Le ténor du Parti libéral du Québec juge aussi que les électeurs, même s’ils ont toujours raison au lendemain d’une élection, ont parfois la mémoire courte.

Ça envoie un message de satisfaction envers le gouvernement actuel. Ça envoie un message aussi assez clair que les gens ont oublié que ce gouvernement-là peut faire ce qu'il fait aujourd'hui parce qu'on a été là avant.

Le troisième lien, enjeu clé du vote?

Mardi après-midi, le ministre des Transports a déclaré que la victoire de Joëlle Boutin dans une circonscription de la capitale nationale était une indication de plus en faveur de la construction d’un 3e lien.

C'est un appui important que les gens de Jean-Talon donnent, dans une certaine mesure, au tunnel Québec-Lévis, a déclaré François Bonnardel, rappelant que la victoire de Joëlle Boutin mettait fin à une série de 18 victoires consécutives des libéraux dans Jean-Talon.

François Bonnardel, ministre des Transports du Québec.

François Bonnardel, ministre des Transports du Québec.

Photo : Radio-Canada

Selon lui, le score de Québec solidaire, troisième avec 16,9 % des voix, témoigne de l’appui à cet important projet d’infrastructure promis par la CAQ.

J'ai cru comprendre que Québec solidaire en avait fait un enjeu électoral. À la fin, ils ont eu le résultat que vous connaissez très bien.

Chez Québec solidaire, le co-porte-parole Gabriel Nadeau-Dubois admet d’entrée de jeu que son parti a tenté de faire du 3e lien la question de l’urne.

C'est ce qu'on a tenté de faire et je pense qu'on n'y est pas arrivés. Ceci dit, c'est un projet qui reste largement controversé, il n'y a pas d'unanimité ni de consensus sur ce projet, affirme le député de Gouin.

Les députés de Québec solidaire Gabriel Nadeau-Dubois et Manon Massé.

Les députés de Québec solidaire Gabriel Nadeau-Dubois et Manon Massé.

Photo : Radio-Canada

Selon lui, l’absence de bureaux de vote sur les campus, comme cela se fait lors des élections générales, a nui aux chances d’Olivier Bolduc.

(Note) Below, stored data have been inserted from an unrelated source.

PR #3563, opened 2017-03-08
Improve keyboard control for survey task choices

eatyourgreens:
Towards #2132 

Describe your changes.
Autofocus the survey image flipper when the choice first mounts, allowing images to be changed with the cursor keys.
Autofocus the confusions popup when that opens, so that it can be dismissed from the keyboard if required.
Add a visual style to question answers when those radio buttons have focus.

# Review Checklist

- [ ] Does it work on mobile?
- [x] Did you deploy a staging branch? https://survey-choice-keyboard.pfe-preview.zooniverse.org/

## Optional

### DIFF
--- a/app/classifier/tasks/survey/choice.cjsx
+++ b/app/classifier/tasks/survey/choice.cjsx
@@ -96,7 +96,7 @@ module.exports = React.createClass
                   <ImageFlipper images={@props.task.images[filename] for filename in otherChoice.images} />
                   <Markdown content={choice.confusions[otherChoiceID]} />
                   <div className="survey-task-choice-confusion-buttons" style={textAlign: 'center'}>
-                    <button type="submit" autoFocus={true} className="major-button identfiy">Dismiss</button>
+                    <button type="submit" autoFocus={true and otherChoice.images.length < 2} className="major-button identfiy">Dismiss</button>
                     {' '}
                     <button type="button" className="standard-button cancel" onClick={@props.onSwitch.bind null, otherChoiceID}>I think it’s this</button>
                   </div>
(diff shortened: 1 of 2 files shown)


eatyourgreens:
The Choice component only receives focus if it has an image slideshow, but this seems to be a step in the right direction.

eatyourgreens:
https://survey-choice-keyboard.pfe-preview.zooniverse.org/projects/pat-lorch/focus-on-wildlife-cleveland-metroparks/classify?env=production seems to be a good project to test this out. Open a choice, then navigate through it with the cursor and tab keys.

app/classifier/tasks/survey/choice.cjsx
```diff
@@ -97,7 +97,7 @@ module.exports = React.createClass
                   <ImageFlipper images={@props.task.images[filename] for filename in otherChoice.images} />
                   <Markdown content={choice.confusions[otherChoiceID]} />
                   <div className="survey-task-choice-confusion-buttons" style={textAlign: 'center'}>
-                    <button type="submit" className="major-button identfiy">Dismiss</button>
+                    <button type="submit" autoFocus={true and otherChoice.images.length < 2} className="major-button identfiy">Dismiss</button>
```
mcbouslog: this is just for my understanding - but why the `true and ` before the condition we're interested in?

eatyourgreens: Ha! Nothing clever. This is a mistake on my part, not reading the code properly.

eatyourgreens: I'm going to have to revisit the logic for how autofocus is assigned when the image slideshow isn't present, so I'll leave changing this to a future PR.

PR #3861, opened 2017-06-12
Add editorconfig

rogerhutchings:
I was having weird issues with my editor defaulting to 4 spaces on a new machine, and then I realised I hadn't set up my editorconfig properly. And then I realised we didn't have one for PFE.

More info: http://editorconfig.org/


wgranger:
LGTM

On souhaitait causer la surprise, et pour arriver à faire ça, on avait besoin d'un vote massif de la part des jeunes. Ça ne s'est pas produit et c'est ce qui explique notre 3e place.

Difficile à Québec

Au Parti québécois, Pascal Bérubé n’a pas semblé si surpris de voir son candidat Sylvain Barrette terminer quatrième avec 9,3 % des voix.

On est déçus, c'est sûr, mais on a bien travaillé. On a fait ce qu'on pouvait, on savait que ça allait être difficile à Québec, admet Pascal Bérubé.

Pascal Bérubé, chef intérimaire du Parti québécois.

Pascal Bérubé, chef intérimaire du Parti québécois.

Photo : Radio-Canada

Le message envoyé est toutefois selon lui très clair à l’endroit des libéraux.

Les Québécois voulaient se débarrasser des libéraux depuis un bon bout de temps, et là ils ont vu qu'il en restait encore dans Jean-Talon, ils n'ont pas pris de chance, a-t-il lancé en mêlée de presse.